**Task item**.
What is needed is an exact transcription of every entry below.
::: Given data
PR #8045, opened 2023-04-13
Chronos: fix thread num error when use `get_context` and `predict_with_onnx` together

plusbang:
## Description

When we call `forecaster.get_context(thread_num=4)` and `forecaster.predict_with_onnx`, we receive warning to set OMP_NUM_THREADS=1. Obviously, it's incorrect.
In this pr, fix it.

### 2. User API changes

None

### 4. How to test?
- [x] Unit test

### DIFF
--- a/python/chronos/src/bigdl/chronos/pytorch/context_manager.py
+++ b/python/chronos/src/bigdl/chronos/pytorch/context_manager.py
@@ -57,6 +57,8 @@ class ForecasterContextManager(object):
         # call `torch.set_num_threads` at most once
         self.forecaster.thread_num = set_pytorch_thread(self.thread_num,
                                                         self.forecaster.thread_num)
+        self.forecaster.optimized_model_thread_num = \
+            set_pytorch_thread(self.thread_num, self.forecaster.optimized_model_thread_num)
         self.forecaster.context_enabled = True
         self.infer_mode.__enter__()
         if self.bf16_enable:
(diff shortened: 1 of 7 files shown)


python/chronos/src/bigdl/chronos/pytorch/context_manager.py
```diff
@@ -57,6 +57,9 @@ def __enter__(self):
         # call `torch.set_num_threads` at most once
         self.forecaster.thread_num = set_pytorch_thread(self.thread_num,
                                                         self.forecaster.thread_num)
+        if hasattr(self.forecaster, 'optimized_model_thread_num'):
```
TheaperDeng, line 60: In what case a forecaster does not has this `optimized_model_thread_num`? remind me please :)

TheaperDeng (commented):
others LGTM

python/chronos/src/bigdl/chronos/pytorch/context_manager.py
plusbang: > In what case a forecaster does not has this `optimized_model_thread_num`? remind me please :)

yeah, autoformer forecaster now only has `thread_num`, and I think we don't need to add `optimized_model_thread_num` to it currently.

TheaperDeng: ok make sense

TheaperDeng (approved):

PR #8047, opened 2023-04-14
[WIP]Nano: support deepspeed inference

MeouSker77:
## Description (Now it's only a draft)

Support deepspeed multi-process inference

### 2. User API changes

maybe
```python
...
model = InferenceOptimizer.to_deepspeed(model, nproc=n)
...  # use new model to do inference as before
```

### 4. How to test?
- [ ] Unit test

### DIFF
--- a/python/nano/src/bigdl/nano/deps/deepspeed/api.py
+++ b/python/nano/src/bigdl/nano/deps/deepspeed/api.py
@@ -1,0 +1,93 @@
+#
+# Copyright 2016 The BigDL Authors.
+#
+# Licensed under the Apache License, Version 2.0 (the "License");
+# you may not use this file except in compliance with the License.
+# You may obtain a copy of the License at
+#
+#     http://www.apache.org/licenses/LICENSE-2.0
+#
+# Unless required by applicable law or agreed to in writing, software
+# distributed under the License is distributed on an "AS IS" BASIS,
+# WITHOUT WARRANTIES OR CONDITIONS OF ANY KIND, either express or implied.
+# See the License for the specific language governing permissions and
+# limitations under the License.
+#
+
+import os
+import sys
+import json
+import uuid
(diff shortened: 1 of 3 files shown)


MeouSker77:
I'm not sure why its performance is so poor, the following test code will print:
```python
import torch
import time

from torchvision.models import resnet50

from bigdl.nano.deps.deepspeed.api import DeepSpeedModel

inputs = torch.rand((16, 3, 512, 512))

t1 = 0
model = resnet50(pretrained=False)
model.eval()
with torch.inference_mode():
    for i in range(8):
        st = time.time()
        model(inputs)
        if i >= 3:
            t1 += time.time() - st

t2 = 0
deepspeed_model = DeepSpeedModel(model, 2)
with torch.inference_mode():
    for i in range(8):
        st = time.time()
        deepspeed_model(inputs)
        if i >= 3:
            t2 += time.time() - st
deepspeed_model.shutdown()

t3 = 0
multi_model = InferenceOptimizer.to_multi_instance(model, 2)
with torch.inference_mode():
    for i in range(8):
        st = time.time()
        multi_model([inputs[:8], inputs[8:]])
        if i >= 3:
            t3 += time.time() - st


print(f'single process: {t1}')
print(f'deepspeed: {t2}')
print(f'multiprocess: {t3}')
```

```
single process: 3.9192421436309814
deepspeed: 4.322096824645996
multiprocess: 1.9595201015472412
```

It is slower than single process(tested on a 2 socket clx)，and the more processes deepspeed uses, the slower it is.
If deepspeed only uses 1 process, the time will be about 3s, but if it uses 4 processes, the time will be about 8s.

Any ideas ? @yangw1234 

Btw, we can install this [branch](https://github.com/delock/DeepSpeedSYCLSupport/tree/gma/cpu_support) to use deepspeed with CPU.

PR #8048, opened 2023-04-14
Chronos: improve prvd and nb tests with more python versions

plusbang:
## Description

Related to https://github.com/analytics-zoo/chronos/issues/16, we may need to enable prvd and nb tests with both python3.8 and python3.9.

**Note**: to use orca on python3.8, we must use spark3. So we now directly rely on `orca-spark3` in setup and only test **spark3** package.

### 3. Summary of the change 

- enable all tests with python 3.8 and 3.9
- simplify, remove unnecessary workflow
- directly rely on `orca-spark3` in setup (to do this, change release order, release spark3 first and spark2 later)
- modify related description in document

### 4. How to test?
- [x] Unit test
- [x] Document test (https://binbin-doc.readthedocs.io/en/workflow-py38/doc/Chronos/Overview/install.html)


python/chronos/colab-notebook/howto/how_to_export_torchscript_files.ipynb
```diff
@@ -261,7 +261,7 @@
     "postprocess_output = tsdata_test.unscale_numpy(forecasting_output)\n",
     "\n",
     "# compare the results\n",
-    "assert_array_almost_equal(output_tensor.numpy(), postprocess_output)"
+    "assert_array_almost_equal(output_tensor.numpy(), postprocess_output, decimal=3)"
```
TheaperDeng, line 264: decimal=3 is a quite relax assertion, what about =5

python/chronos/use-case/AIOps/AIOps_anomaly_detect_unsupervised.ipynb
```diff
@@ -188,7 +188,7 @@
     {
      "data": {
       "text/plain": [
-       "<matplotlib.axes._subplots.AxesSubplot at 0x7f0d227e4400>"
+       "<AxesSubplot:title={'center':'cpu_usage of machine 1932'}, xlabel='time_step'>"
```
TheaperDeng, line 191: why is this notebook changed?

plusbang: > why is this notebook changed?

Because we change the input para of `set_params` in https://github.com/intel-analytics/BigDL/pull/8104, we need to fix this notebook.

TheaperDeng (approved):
::::::
**Written solution**.
PR #8045, opened 2023-04-13
Chronos: fix thread num error when use `get_context` and `predict_with_onnx` together

plusbang:
## Description

When we call `forecaster.get_context(thread_num=4)` and `forecaster.predict_with_onnx`, we receive warning to set OMP_NUM_THREADS=1. Obviously, it's incorrect.
In this pr, fix it.

### 2. User API changes

None

### 4. How to test?
- [x] Unit test

### DIFF
--- a/python/chronos/src/bigdl/chronos/pytorch/context_manager.py
+++ b/python/chronos/src/bigdl/chronos/pytorch/context_manager.py
@@ -57,6 +57,8 @@ class ForecasterContextManager(object):
         # call `torch.set_num_threads` at most once
         self.forecaster.thread_num = set_pytorch_thread(self.thread_num,
                                                         self.forecaster.thread_num)
+        self.forecaster.optimized_model_thread_num = \
+            set_pytorch_thread(self.thread_num, self.forecaster.optimized_model_thread_num)
         self.forecaster.context_enabled = True
         self.infer_mode.__enter__()
         if self.bf16_enable:
(diff shortened: 1 of 7 files shown)


python/chronos/src/bigdl/chronos/pytorch/context_manager.py
```diff
@@ -57,6 +57,9 @@ def __enter__(self):
         # call `torch.set_num_threads` at most once
         self.forecaster.thread_num = set_pytorch_thread(self.thread_num,
                                                         self.forecaster.thread_num)
+        if hasattr(self.forecaster, 'optimized_model_thread_num'):
```
TheaperDeng, line 60: In what case a forecaster does not has this `optimized_model_thread_num`? remind me please :)

TheaperDeng (commented):
others LGTM

python/chronos/src/bigdl/chronos/pytorch/context_manager.py
plusbang: > In what case a forecaster does not has this `optimized_model_thread_num`? remind me please :)

yeah, autoformer forecaster now only has `thread_num`, and I think we don't need to add `optimized_model_thread_num` to it currently.

TheaperDeng: ok make sense

TheaperDeng (approved):

PR #8047, opened 2023-04-14
[WIP]Nano: support deepspeed inference

MeouSker77:
## Description (Now it's only a draft)

Support deepspeed multi-process inference

### 2. User API changes

maybe
```python
...
model = InferenceOptimizer.to_deepspeed(model, nproc=n)
...  # use new model to do inference as before
```

### 4. How to test?
- [ ] Unit test

### DIFF
--- a/python/nano/src/bigdl/nano/deps/deepspeed/api.py
+++ b/python/nano/src/bigdl/nano/deps/deepspeed/api.py
@@ -1,0 +1,93 @@
+#
+# Copyright 2016 The BigDL Authors.
+#
+# Licensed under the Apache License, Version 2.0 (the "License");
+# you may not use this file except in compliance with the License.
+# You may obtain a copy of the License at
+#
+#     http://www.apache.org/licenses/LICENSE-2.0
+#
+# Unless required by applicable law or agreed to in writing, software
+# distributed under the License is distributed on an "AS IS" BASIS,
+# WITHOUT WARRANTIES OR CONDITIONS OF ANY KIND, either express or implied.
+# See the License for the specific language governing permissions and
+# limitations under the License.
+#
+
+import os
+import sys
+import json
+import uuid
(diff shortened: 1 of 3 files shown)


MeouSker77:
I'm not sure why its performance is so poor, the following test code will print:
```python
import torch
import time

from torchvision.models import resnet50

from bigdl.nano.deps.deepspeed.api import DeepSpeedModel

inputs = torch.rand((16, 3, 512, 512))

t1 = 0
model = resnet50(pretrained=False)
model.eval()
with torch.inference_mode():
    for i in range(8):
        st = time.time()
        model(inputs)
        if i >= 3:
            t1 += time.time() - st

t2 = 0
deepspeed_model = DeepSpeedModel(model, 2)
with torch.inference_mode():
    for i in range(8):
        st = time.time()
        deepspeed_model(inputs)
        if i >= 3:
            t2 += time.time() - st
deepspeed_model.shutdown()

t3 = 0
multi_model = InferenceOptimizer.to_multi_instance(model, 2)
with torch.inference_mode():
    for i in range(8):
        st = time.time()
        multi_model([inputs[:8], inputs[8:]])
        if i >= 3:
            t3 += time.time() - st


print(f'single process: {t1}')
print(f'deepspeed: {t2}')
print(f'multiprocess: {t3}')
```

```
single process: 3.9192421436309814
deepspeed: 4.322096824645996
multiprocess: 1.9595201015472412
```

It is slower than single process(tested on a 2 socket clx)，and the more processes deepspeed uses, the slower it is.
If deepspeed only uses 1 process, the time will be about 3s, but if it uses 4 processes, the time will be about 8s.

Any ideas ? @yangw1234 

Btw, we can install this [branch](https://github.com/delock/DeepSpeedSYCLSupport/tree/gma/cpu_support) to use deepspeed with CPU.

PR #8048, opened 2023-04-14
Chronos: improve prvd and nb tests with more python versions

plusbang:
## Description

Related to https://github.com/analytics-zoo/chronos/issues/16, we may need to enable prvd and nb tests with both python3.8 and python3.9.

**Note**: to use orca on python3.8, we must use spark3. So we now directly rely on `orca-spark3` in setup and only test **spark3** package.

### 3. Summary of the change 

- enable all tests with python 3.8 and 3.9
- simplify, remove unnecessary workflow
- directly rely on `orca-spark3` in setup (to do this, change release order, release spark3 first and spark2 later)
- modify related description in document

### 4. How to test?
- [x] Unit test
- [x] Document test (https://binbin-doc.readthedocs.io/en/workflow-py38/doc/Chronos/Overview/install.html)


python/chronos/colab-notebook/howto/how_to_export_torchscript_files.ipynb
```diff
@@ -261,7 +261,7 @@
     "postprocess_output = tsdata_test.unscale_numpy(forecasting_output)\n",
     "\n",
     "# compare the results\n",
-    "assert_array_almost_equal(output_tensor.numpy(), postprocess_output)"
+    "assert_array_almost_equal(output_tensor.numpy(), postprocess_output, decimal=3)"
```
TheaperDeng, line 264: decimal=3 is a quite relax assertion, what about =5

python/chronos/use-case/AIOps/AIOps_anomaly_detect_unsupervised.ipynb
```diff
@@ -188,7 +188,7 @@
     {
      "data": {
       "text/plain": [
-       "<matplotlib.axes._subplots.AxesSubplot at 0x7f0d227e4400>"
+       "<AxesSubplot:title={'center':'cpu_usage of machine 1932'}, xlabel='time_step'>"
```
TheaperDeng, line 191: why is this notebook changed?

plusbang: > why is this notebook changed?

Because we change the input para of `set_params` in https://github.com/intel-analytics/BigDL/pull/8104, we need to fix this notebook.

TheaperDeng (approved):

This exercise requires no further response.